Repton pupils are very fortunate to enjoy outstanding facilities but the School ensures that these are shared with a number of local partners, including primary and secondary schools, clubs and community groups. Nearly 300 youth members of Repton Hockey Club, from U10 to U18, make weekly use of Repton’s astroturf pitches and indoor facilities, helping to open up access to the game, while local primary school children are thrilled to have their weekly swimming lesson in the pool where Adam Peaty trained for the Rio Olympics. The School also seeks out opportunities to work with colleagues in different educational settings, with the focus very much on learning from each other and sharing expertise. This year Repton staff are supporting applicants to Oxbridge and other competitive courses from maintained-sector schools: recently candidates for medicine, veterinary science and dentistry from Repton and John Port Spencer Academy worked alongside each other in an afternoon of practice interviews, data-handling exercises, manual dexterity, and self-reflection. Another relationship with a multi-school academy trust is focused on developing digital strategy and sharing best practice in the application of IT in the humanities classroom. And for the third year Royal Institution Masterclasses in Mathematics and Computer Science will bring together students from a number of local schools with professionals from the NHS, Rolls-Royce and the University of Derby, including a new series aimed at primary-age children and delivered in part by Repton Sixth Formers. Mark Semmence comments, “Not only does this open up valuable new opportunities for all, but the experience of working alongside one another makes young people appreciate each other’s strengths and create a mindset that is open, respectful and forward-looking. Everyone gains.”

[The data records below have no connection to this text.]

PR #3355, opened 2018-10-23
Throws an error when trying to access the clients of a dynamic namespace

0xClpz:

* [x] a bug fix
* [ ] a new feature
* [ ] other

### Current behaviour
Accessing the clients of a dynamic namespace throws because doing io.of(/your-regex/g) returns a namespace with no adapter and the clients methods tries to access namespace.adapter.clients

### New behaviour
Clearer error


darrachequesne:
Thanks!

One point on which the political parties do agree is an aspiration to promote social mobility, and the School works with organisations such as the Royal National Children’s SpringBoard Foundation to offer transformational bursaries to young people who can benefit from the opportunities and security that the boarding environment and a Repton education can bring. It shares the vision of RNCSF that an educational opportunity not only benefits the individual pupil and their family but can provide inspiration for a whole community.
The national debate amongst the politicians also needs to take account of some powerful economic arguments. The Independent Schools Council (ISC) estimates that their schools provide some 300,000 jobs nationally, and Repton School, for example, is the largest local employer, providing the family-friendly employment that many working parents seek. The abolition of private schools championed on the Left would see the 7% of pupils currently in independent schools entering a maintained sector already very hard pressed – and at estimated additional cost to the taxpayer of £3 billion. This contrasts starkly with the £11.6 billion which independent schools currently contribute to UK GDP, including £1.6 billion from non-British pupils. A British education remains a product to which many families around the globe aspire.